Cıkcıkladı. "Yazık, çok yazık." Dedi başını iki yana sallayarak. Mutlulukla takım elbisemi yatağa koyup ceketini giyen Ege'nin önünde durdum.
"Sevgilim, bak, çok fazla hareket etmem. Zaten ofiste oluyorum bütün gün. Gerçekten evde çok bunaldım. Lütfen ben de geleyim seninle." Dedim, ceketinin iki yanını tutarken.

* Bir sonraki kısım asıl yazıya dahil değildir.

PR #151, opened 2022-12-12
Add SpanRuler project

ljvmiranda921:
## Description

This example project demonstrates how one can use the [SpanRuler](https://spacy.io/api/spanruler) component for rule-based named entity recognition (NER). In spaCy v3 and below, this functionality can be achieved via the [EntityRuler](https://spacy.io/api/entityruler). However, we will start deprecating the `entity_ruler` component in v4 in favor of `span_ruler`.

I plan to create a separate project for SpanRuler using a dataset that's more fitted to span labelling. 

## Types of change

New project

## Checklist

- [x]  I confirm that I have the right to submit this contribution under the project's MIT license.


tutorials/spanruler_restaurant_reviews/scripts/attach_rules.py
```diff
@@ -0,0 +1,49 @@
...
+
+DEFAULT_PATTERNS_FILE = Path("patterns.jsonl")
+
+
+class Location(str, Enum):
+    before = "before"
+    after = "after"
+
+
+def attach_rules(
```
kadarakos, line 20: I'm not sure if its a better approach, but I would prefer having a `config.cfg` for the full pipeline instead of running the `attach` script. 

This can be achieved I think by just implementing a factory

```python
def build_restaurant_ruler(
    nlp: Language,
    name: str,
    rules: Dict[str, Dict[str, str]],
    *,
    fields: Optional[List[str]] = None
) -> SpanRuler:
)
```
If you follow my suggestions with the rules being in a version function than in the config you can add something like:


```yaml
[components.restaurant_ruler]
factory = "RestaurantRuler.v1"
rules = {"@misc" : "restaurant_rules.v1"}
```

This way there is no script to stitch the `nlp` together, rather, we have registered factories for `SpanRuler` and its rules which are versioned and there is an additional config that has the combined component. I think this is more explicit and easier to version in the future. Maybe no so important, but I like this design.

kadarakos (commented):
I only have some minor observations on wording and suggesting a different design for versioning the rules and constructing the combine pipeline.

I also have a question. Why does it matter if the `span_ruler` is strictly before the `ner`? Maybe I misunderstand, but it seems to me that it can come after the `ner` and take as `ents_filter` the `prioritize_new_ents_filter`?

tutorials/spanruler_restaurant_reviews/patterns.jsonl
```diff
@@ -0,0 +1,35 @@
+{"label": "Rating", "pattern": [{"IS_DIGIT": true}, {"LOWER": "star"}, {"LOWER": "review", "OP": "?"}]}
```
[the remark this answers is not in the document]
ljvmiranda921: For this I don't mind this approach either. I used the `patterns.jsonl` file because it's the most apparent one in [the documentation](https://spacy.io/usage/rule-based-matching/#spanruler-patterns). Using a registry makes sense too, but I haven't seen this one documented somewhere (I may be wrong) and it might cause a confusion?

tutorials/spanruler_restaurant_reviews/README.md
```diff
@@ -0,0 +1,112 @@
...
+
+|          | NER only  | With Spanruler  |
+|----------|-----------|-----------------|
+| Price    | 76.67     | **77.99**       |
+| Rating   | 72.22     | **75.00**       |
+| Hours    | 66.67     | **67.11**       |
+| Amenity  | 65.15     | **65.42**       |
+| Location | **82.41** | 82.31           |
+
+Overall, we have better performance for the combined `ner` and `span_ruler`
```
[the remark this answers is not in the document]
ljvmiranda921: Oh there's an extra `l` in `overall`. I can edit this manually.

ljvmiranda921:
> I also have a question. Why does it matter if the span_ruler is strictly before the ner? Maybe I misunderstand, but it seems to me that it can come after the ner and take as ents_filter the prioritize_new_ents_filter?

@kadarakos Ah that's interesting. Is there a difference between the two? (Putting it before vs. putting it after then adding a filter that prioritizes the new entities?). The reason I put it before is because when there are overlaps, I want to prioritize the entities from the span ruler. 🤔

tutorials/spanruler_restaurant_reviews/patterns.jsonl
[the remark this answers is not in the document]
kadarakos: hmm true its not documented. I prefer it due to the versioning, wonder what others think also about this pattern vs. the `jsonl`. I think for packaging it also makes more sense to have the rules in the code?

tutorials/spanruler_restaurant_reviews/README.md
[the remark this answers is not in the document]
kadarakos: sorry updated the comment.

tutorials/spanruler_restaurant_reviews/scripts/attach_rules.py
adrianeboyd: I would version the rules but not the factory. `.` is no longer supported in factory names either, factories are intended to be versioned by the installed module version, so you can continue to have `nlp.add_pipe("ner")` across multiple versions of spacy and not have to remember some specific version. But spacy v3.1.x always gets you the exact same component, while there might be slight changes across minor versions otherwise.

adrianeboyd:
The `ner` component will make (slightly) different predictions depending on the existing annotation so choosing before/after can make a difference in the output.

kadarakos:
> The reason I put it before is because when there are overlaps, I want to prioritize the entities from the span ruler.

This is why I wanted to bring it up the prioritize functions. I was thinking it might be nice to show them off in this `project`. My understanding is that rather than considering the order of the components the `span_ruler` can always come on top and either take [`prioritize_new_ents_filter`](https://github.com/explosion/spaCy/blob/master/spacy/pipeline/span_ruler.py#L115) as `ents_filter` or [`prioritize_existing_ents_filter`](https://github.com/explosion/spaCy/blob/master/spacy/pipeline/span_ruler.py#L146). If `span_ruler` is after the names of these functions make it explicit if you'd like to prioritize `ner` or `span_ruler`.

tutorials/spanruler_restaurant_reviews/patterns.jsonl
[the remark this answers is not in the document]
ljvmiranda921: Yeah I like the idea of versioning rules too! Makes for a great "best practice" thing if possible. We can also update the docs if everyone agrees.

tutorials/spanruler_restaurant_reviews/scripts/attach_rules.py
kadarakos: Oh true, the rules are versioned and the factory takes the rules so there is no need to version the factory in any case. And what do you think about having the factory and adding the `span_ruler` in the config vs. in the `attach` script? To me the factory + config is the better more `spaCy`-like practice due to the explicitness.

tutorials/spanruler_restaurant_reviews/configs/spanruler.cfg
```diff
@@ -0,0 +1,154 @@
...
+batch_size = 1000
+disabled = []
+before_creation = null
+after_creation = null
+after_pipeline_creation = null
+tokenizer = {"@tokenizers":"spacy.Tokenizer.v1"}
+
+[components]
+
+[components.span_ruler]
```
ljvmiranda921, line 23: @kadarakos I did what you suggested. I haven't tested this yet, but you might want to take a look if the set up is correct.

tutorials/spanruler_restaurant_reviews/configs/spanruler.cfg
```diff
@@ -0,0 +1,154 @@
...
+vectors = ${paths.vectors}
+init_tok2vec = ${paths.init_tok2vec}
+vocab_data = null
+lookups = null
+before_init = null
+after_init = null
+
+[initialize.components]
+
+[initialize.components.span_ruler]
```
ljvmiranda921, line 151: @kadarakos The list of rules are now defined here as a registered function

tutorials/spanruler_restaurant_reviews/configs/spanruler.cfg
ljvmiranda921: I decided to create two separate configs because I want to compare a NER only pipeline and one with SpanRuler. Is this the best way to do it (i.e., two separate configs?). cc: @kadarakos

tutorials/spanruler_restaurant_reviews/scripts/attach_rules.py
ljvmiranda921: Sure will do that and remove the attach script to make everything based from the config

ljvmiranda921:
@kadarakos after poking around, I find that the configuration overall is elegant, but it's not fast and iterative. Unless I'm using it incorrectly: 
- If I want to modify the rules, I will update the rules file,  then run `spacy train` to train a model with those rules. Doing that takes a lot of time. 
- If I were to attach the rules, I can rerun the `attach` script over and over again while the baseline model stays the same. I only need to run `spacy train` once. 
 
Are there any optimizations you have in mind? If none, I can keep the `attach` script then mention that during iteration they can use X, the in the final production pipeline they should use Y.

kadarakos:
> Are there any optimizations you have in mind? If none, I can keep the `attach` script then mention that during iteration they can use X, then in the final production pipeline they should use Y.

I think the simplest and to me the nicest `spaCy` way is to have a `ner.cfg` that is a config for training the `ner` component and have a `ner_ruler.cfg` that uses `source` for the trained `ner` component and adds the `span_ruler` on top. Then `spacy assemble` can be used in place of `attach` to put the `span_ruler` on top of the trained `ner` and save the combined pipeline.

kadarakos:
Pushed a version that adds a new config `ner_ruler.cfg` which uses `source` to initialize the `ner` component from the trained model and in `[components]` it only adds the `span_ruler` as a new pipe. Unfortunately what I observed is **lower performance after adding `span_ruler` on top**. Please feel free to roll back my changes and also sorry I'm not sure why the results are worse. But I hope at least I managed to show what I mean by train `ner` once and then add the rule-based component on top of it with `assemble`. I think this is the right pattern, but there must be something no quite right in there if the results are lower.

ljvmiranda921:
I was actually thinking that it's nice to do the assemble thing. Hmm, not sure why the results are lower. I'll investigate tomorrow for a bit then if not I can roll-back!

kadarakos:
> I was actually thinking that it's nice to do the assemble approach. Hmm, not sure why the results are lower. I'll investigate tomorrow for a bit then if not I can roll-back!

I also think its nicer, it would be better to try to make it work somehow.

ljvmiranda921:
Hmm, I rerun things again and it seems that `span_ruler` is higher. But this time not so much. I'll push my commits and then you can replicate as well. 
image

ljvmiranda921:
I'm having a bit of a trouble understanding this error message:

```
E           subprocess.SubprocessError: Error running command:
E           
E           /opt/hostedtoolcache/Python/3.7.15/x64/bin/python -m spacy assemble configs/ner_ruler.cfg models/ner_ruler --components.tok2vec.source training/ner/model-best/ --components.ner.source training/ner/model-best/ --code scripts/rules.py
E           
E           Subprocess exited with status 1
E           
E           Process log (stdout and stderr):
E           
E           ✘ Error parsing config overrides
E           training -> max_epochs	not a section value that can be overwritten
```

Running `spacy project run . --vars.gpu_id 0` from my machine works well though. 🤔 I'll investigate a bit later.

ljvmiranda921:
Ah I get it now. It's because of [`SPACY_CONFIG_OVERRIDES`](https://github.com/explosion/projects/blob/611c5ddadbbb1f93c775e91d9aae2ac639edebd2/azure-pipelines.yml#L10). The `max_epochs` and `max_steps` params should also be included in `ner_ruler.cfg`

kadarakos:
> Ah I get it now. It's because of [`SPACY_CONFIG_OVERRIDES`](https://github.com/explosion/projects/blob/611c5ddadbbb1f93c775e91d9aae2ac639edebd2/azure-pipelines.yml#L10). The `max_epochs` and `max_steps` params should also be included in `ner_ruler.cfg`

But there is no training with `ner_ruler.cfg` right?

ljvmiranda921:
Yeah, there's no training. But I think the override fails without it. 🤔

kadarakos:
> Yeah, there's no training. But I think the override fails without it. thinking

Sadness okok!

ljvmiranda921:
Ok, I think this is ready for review!

ljvmiranda921:
Scores are much better now. Feel free to add to the rules, @kadarakos 🙇

kadarakos:
> Scores are much better now. Feel free to add to the rules, @kadarakos bow

refactored the opening-hours and added one, hope you can confirm the improvement.

ljvmiranda921:
Ah nice looks good! Can confirm that it works

kadarakos:
> Ah nice looks good! Can confirm that it works

So what is the P, R, F difference now?

ljvmiranda921:
The F-score difference is still low I think, around 0.2pp (76.90 vs. 77.13). I'll come up with additional rules this afternoon and try to push it to at least 1.0pp or 0.80pp (arbitrary) at the least.

ljvmiranda921:
The F-score difference is now around 0.40pp (76.90 vs. 77.38). I'll come up with additional rules  try to push it to at least 0.50pp or 0.80pp (arbitrary) at the least. The README is updated with the current scores.

ljvmiranda921:
The F-score difference is now around 0.40pp (76.90 vs. 77.38). The README is updated with the current scores.

tutorials/spanruler_restaurant_reviews/README.md
```diff
@@ -0,0 +1,113 @@
...
+*Price*, *Dish*, *Amenity*,  and *Cuisine* from restaurant reviews.
+Below are a few examples from the training data:
+
+![](figures/example_00.png)
+![](figures/example_01.png)
+![](figures/example_02.png)
+
+First, we will train an NER-only model and treat it as our baseline. Then, we will
+attach the `SpanRuler` component **before the `ner` component** of the existing
+pipeline. This setup gives us two pipelines we can compare upon.
```
svlandeg, line 23: This is really nice setup and it's one of those very practical considerations that I'm sure will resonate with a lot of people. When we finalize the project, it would be nice to post something about it!

tutorials/spanruler_restaurant_reviews/README.md
```diff
@@ -0,0 +1,113 @@
...
+| Amenity | `master card`, `take credit card`                  | Amenities mention different payment options. |
+| Amenity | `classy`, `clean`                  | Amenities also include adjectives that describe the restaurant. |
+| Location | `in harold square`, `airport`                  | Location also mentions nearby landmarks for a restaurant. |
+
+If we look at the results, we see an increase in performance for the majority
+of entities with rules:
+
+|          | NER only  | With Spanruler  |
+|----------|-----------|-----------------|
+| Price    | **83.72** | 82.90           |
```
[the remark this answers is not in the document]
svlandeg: You could have the one without `Price` be `.v2`, then it's even extremely easy to swap in the config...

tutorials/spanruler_restaurant_reviews/configs/ner_ruler.cfg
```diff
@@ -0,0 +1,47 @@
...
+vectors = "en_core_web_lg"
+init_tok2vec = null
+
+[system]
+gpu_allocator = null
+seed = 0
+
+[nlp]
+lang = "en"
+pipeline = ["tok2vec","ner", "span_ruler"]
```
svlandeg, line 13: Oh wait, is this correct? I thought you said to attach the `SpanRuler` component before the `ner` component, which would also make more sense to me?

tutorials/spanruler_restaurant_reviews/scripts/rules.py
```diff
@@ -0,0 +1,495 @@
+from typing import Dict, List, Any
+from spacy.util import registry
+
+
+Rules = List[Dict[str, Any]]
+
+
+@registry.misc("restaurant_rules.v1")
+def restaurant_span_rules() -> Rules:
```
svlandeg, line 9: The way this is set up, perfectly allows for a `.v2` in which we may keep some of the rules and maybe others not, if they don't improve overal performance.

tutorials/spanruler_restaurant_reviews/test_spanruler_restaurant_reviews.py
```diff
@@ -0,0 +1,9 @@
+from pathlib import Path
+
+from spacy.cli.project.run import project_run
+from spacy.cli.project.assets import project_assets
+
+def test_spanruler_restaurant_reviews():
+    root = Path(__file__).parent
+    project_assets(root)
+    project_run(root, "all", capture=True)
```
svlandeg, line 9: I spy a non-black-formatted file :-)

tutorials/spanruler_restaurant_reviews/patterns.jsonl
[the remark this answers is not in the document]
svlandeg: Yes, I definitely think versioning the rules is the "spaCy v3 way" to go - good catch Ákos!

tutorials/spanruler_restaurant_reviews/configs/ner_ruler.cfg
svlandeg: I've now read some of the other discussions on this thread. Have we experimented with both approaches, compared F-scores between having `span_ruler`  before or after the `ner`?

tutorials/spanruler_restaurant_reviews/README.md
```diff
@@ -0,0 +1,113 @@
...
+| Restaurant_Name| 76.28     | **78.16**       |
+
+Overall, we have better performance for the combined `ner` and `span_ruler`
+pipeline with our set of rules.
+
+|           | NER only | With Spanruler |
+|-----------|----------|----------------|
+| Precision | 77.58    | **78.00**      |
+| Recall    | 76.23    | **76.77**      |
+| F-score   | 76.90    | **77.38**      |
```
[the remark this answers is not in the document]
svlandeg: Just ran this locally and the overal scores I got were similar: 76.27 for the NER-only, 77.04 for NER+spancat.

tutorials/spanruler_restaurant_reviews/README.md
ljvmiranda921: Hi Sofie! Saw the other comment and this one is incorrect. It should be `after`. Thanks for catching this! I think I'll rerun the pipeline again and see which one performs better (adding the SpanRuler before vs. after)? Or would we prefer showing both? 

Although it seems that adding the SpanRuler after resonates with what we want to showcase in this project: SpanRuler as a helper for NER.

tutorials/spanruler_restaurant_reviews/configs/ner_ruler.cfg
ljvmiranda921: I ran a test before and it showed that running the `span_ruler` after `ner` works better (and it seems more consistent with what we want to showcase). However, I did that before adding a few more rules this year (after the holidays). I'll rerun it again and double-check to be sure.

tutorials/spanruler_restaurant_reviews/README.md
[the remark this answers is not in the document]
ljvmiranda921: Ah yeah that definitely makes sense. I can set that one up! Thanks for this advice!

tutorials/spanruler_restaurant_reviews/README.md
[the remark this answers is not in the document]
ljvmiranda921: Sure I can spend some time doing those!

tutorials/spanruler_restaurant_reviews/test_spanruler_restaurant_reviews.py
ljvmiranda921: Ah wow! Thanks for catching!

tutorials/spanruler_restaurant_reviews/configs/ner_ruler.cfg
ljvmiranda921: Reran the pipeline with the `span_ruler` before and it's still not as performant as adding it `after`. Will keep it the same way for now

ljvmiranda921:
Hi @svlandeg ! I updated the rules and I was able to increase the score to 77.62 (vs. 76.90 in the NER-only method). A few changes I did:
- I re-added rules for `Price` that are much more explicit and they managed to increase the score.
- Added a few rules for `Hours`, with positive effect on the score.
- Kept all rules under `v1` instead of creating another ruleset version.

I updated the README and other things! Let me know if the score is passable. If not, I'll spend a bit of time at the end of the week coming up with other rules 🙇

tutorials/spanruler_restaurant_reviews/project.yml
```diff
@@ -0,0 +1,167 @@
...
+      - "python -m spacy convert assets/test.iob corpus/"
+      - "mv corpus/train.spacy corpus/train_dev.spacy"
+      # Split corpus into train, dev, and test
+      - "python -m scripts.split corpus/train_dev.spacy corpus/ --train-size 0.8 --seed ${vars.seed}"
+    deps:
+      - assets/train_raw.iob
+      - assets/test_raw.iob
+    outputs:
+      - corpus/train.spacy
+      - corpus/dev.spacy
```
adrianeboyd, line 112:
```suggestion
      - corpus/dev.spacy
      - corpus/test.spacy
```

tutorials/spanruler_restaurant_reviews/project.yml
```diff
@@ -0,0 +1,167 @@
...
+
+      - >-
+        python -m spacy evaluate
+        models/ner_ruler/
+        corpus/test.spacy
+        --gpu-id ${vars.gpu_id}
+        --output metrics/combined.json
+    deps:
+      - training/ner/model-best/
+      - models/ner_ruler
```
adrianeboyd, line 164:
```suggestion
      - models/ner_ruler
      - corpus/test.spacy
```

adrianeboyd (commented):
Adding `test.spacy` to the deps/output

tutorials/spanruler_restaurant_reviews/.gitignore
```diff
@@ -0,0 +1,168 @@
+assets/
+corpus/
+training/
+metrics/
+models/
+
+
+# Byte-compiled / optimized / DLL files
```
adrianeboyd, line 8: What parts of this `.gitignore` are needed for this particular project subdirectory?

ljvmiranda921: Updated!

tutorials/spanruler_restaurant_reviews/project.yml
```diff
@@ -26,21 +26,21 @@ description: |
...
   |          | NER only  | With Spanruler  |
   |----------|-----------|-----------------|
-  | Price    | 83.72     | **84.88**       |
-  | Rating   | 77.21     | **77.78**       |
-  | Hours    | 64.78     | **65.31**       |
-  | Amenity  | 66.67     | **67.61**       |
-  | Location | 81.17     | **81.99**       |
-  | Restaurant_Name| 76.28     | **78.44**       |
+  | Price    | 81.68     | **83.23**       |
+  | Rating   | 78.42     |   78.06         |
```
kadarakos, line 30: The `Rating` rules are making it worse somehow.

victorialslocum: I'm going to look into this and see if it has to do with annotation inconsistencies!

svlandeg:
@victorialslocum, can you have a look into the failing test?

victorialslocum:
@ljvmiranda921 In order to fix the failing tests, I set up the `ner_ruler.cfg` to point to the original rules instead of the new ones, which made me realize that we're not testing the new workflow in the test file, and that there's really no way to without making separate configs. Is this ok? I've tested the new workflow several times locally, but if we don't end up making another test for it, it might make sense for someone else to test it too. 

Also, should I make a note in the `project.yml` to make sure users change the line in the config before they try the new workflow?

ljvmiranda921:
@victorialslocum Ah I see I get it now why there was a separate config for `restaurant_rules.v2` before. I think it's still nice to have the v2 rules tested in the CI so that everything's covered. 

Perhaps one solution might be:
1. Bring back the config where it uses `restaurant_rules.v2` instead of `v1`
2. Create a new `workflow` that runs all the commands needed to set up the dependencies for v2 to work, so that the new results can be reproduced. You might have already done a  part of this in the `review` workflow. 
3. Then add another test in the test file that runs that new workflow.

While we're at it, it might be nice to rename the `all` workflow into something like `old`, `v1`, `before-review`, etc. and call this new workflow `new`, `v2`, `after-review` (up to you!). 

So for users, they can think of two major workflows: (1) the naive approach of combining rules + models (previously `all`) and the (2) new approach where the annotations were investigated and everything's been rerun. Then there are optional workflows like `prodigy` where they can load in the data and check it themselves (which they don't need to do since we've shipped the post-review JSONL files)

ljvmiranda921:
LGTM!

ljvmiranda921:
LGTM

Bir süre sessiz kaldıktan sonra derin bir iç çekmiş ve başını sallamıştı. Gülümseyip hızla boynuna sarıldım. Kolları hiç beklemeden belimi sarmıştı. Boynuna küçük bir öpücük bırakıp geri çekildim.
"Kahvaltı aşağıda hazır. İn sen, ben de hazırlanayım." Dedim, bileğimdeki tokayla saçımı toplarken. Dediğimin tersini yaparak gömleğini hızla pantolonun içine soktu ve makyaj masasının sandalyesini çekip tersten oturdu.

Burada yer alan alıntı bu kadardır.